5. The method of claim 1, wherein the intra-class linguistic probability is calculated by:

P (C_{c_{i, k}} | Ω_{i}) = - K_{1} \times \log (n (C_{c_{i, k}}) / \underset{j}{Σ} n (C_{c_{i, j}}))

wherein omega_iThe category is represented by a list of categories,

represents the class Ω_iThe frequency of occurrence of the k-th character,

represents the class Ω_iThe frequency of occurrence of the jth character in (c),

andrespectively represent the class omega_iOf the K and j characters, K₁A magnification factor representing the negative log probability of a character in the category.

6. The method of claim 1, wherein the inter-class linguistic probability is calculated by:

P (Ω_{i}) = - K_{2} \times \log (\underset{k}{Σ} n (C_{c_{i, k}}) / S)

wherein omega_iThe category is represented by a list of categories,

represents the class Ω_iThe frequency of occurrence of the K-th character in (A), S represents the sum of the frequencies of occurrence of all characters of all classes, K₂Represents the class Ω_iThe magnification factor of the negative logarithmic probability of the middle character.

7. The method of claim 1, wherein the computing the linguistic probability for the character based on the intra-class linguistic probability and the inter-class linguistic probability is by:

P(c)＝ω×P(c|Ω_c)+(1-ω)×P(Ω_c)，0≤ω≤1，

wherein, P (c | Ω)_c) Is the probability of language within class, P (omega)_c) For inter-class linguistic probability, c denotes the character, Ω_cIndicating the category in which the character c is located.

8. An apparatus for improving linguistic distinction between characters, comprising:

the clustering unit is used for identifying character samples, providing shape characteristics of characters, and clustering the characters according to an identification result;

a third calculation unit for calculating the language probability of the character based on the intra-class language probability and the inter-class language probability,

wherein the clustering unit includes:

the character set acquisition module is used for identifying the character samples by utilizing the character identification core to obtain a character set;

a first calculation module, configured to calculate a first recognition similarity vector between each character in the character set and the character sample;

the second calculation module is used for calculating a second recognition similarity vector of each character in the character set and the character set according to the first recognition similarity vector;

and the classification module is used for clustering the character set according to the first identification similarity vector and the second identification similarity vector.

9. The apparatus according to claim 8, wherein the first calculating module is specifically configured to calculate a recognition similarity between each character in the character set and the character sample, and generate the first recognition similarity vector according to the recognition similarity.

10. The apparatus of claim 8, wherein the second computing module is specifically configured to compute, for a character sample having a same character in the character set, a first recognition similarity vector between the character in the character set and the character sample, and use an average of the first recognition similarity vector as the second recognition similarity vector.
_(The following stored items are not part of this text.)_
PR #363, opened 2020-12-07
Add schema_explorer argument to SchemaGenerator

BrunoGrandePhD:


schematic/schemas/generator.py
```diff
@@ -38,15 +40,33 @@ def __init__(self,
...
-            return
+
+            # Confirm that given SchemaExplorer instance is valid
+            assert getattr(schema_explorer, "schema_nx") is not None, (
+                "SchemaExplorer instance given to `schema_explorer` "
+                "does not have a `schema_nx` attribute."
+            )
+
+            # User given instance of SchemaExplorer
+            self.se = schema_explorer
```
sujaypatil96, line 69: In addition to checking for the `schema_explorer.schema_nx` attribute/property, we also need to check if the `schema_explorer.schema` property has been provided. Since `load_schema` sets both those properties, it's necessary that the `schema_explorer` object that the user provides have the same structure as that created by `load_schema`.

sujaypatil96 (changes requested):

schematic/schemas/generator.py
BrunoGrandePhD: Good idea! I've addressed this in the faf4062.

sujaypatil96:
The change looks good @BrunoGrandePhD. Feel free to merge.

sujaypatil96 (approved):
The change looks good @BrunoGrandePhD.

11. The apparatus of claim 8, wherein the classification module comprises:

the setting submodule is used for setting the class center of each classification according to the number to be classified;

the class identification submodule is used for identifying each character in the character set by using the class to which the class center belongs when the distance between the character and the class center is closest;

and the class division submodule is used for dividing the characters with the same identification into the same class.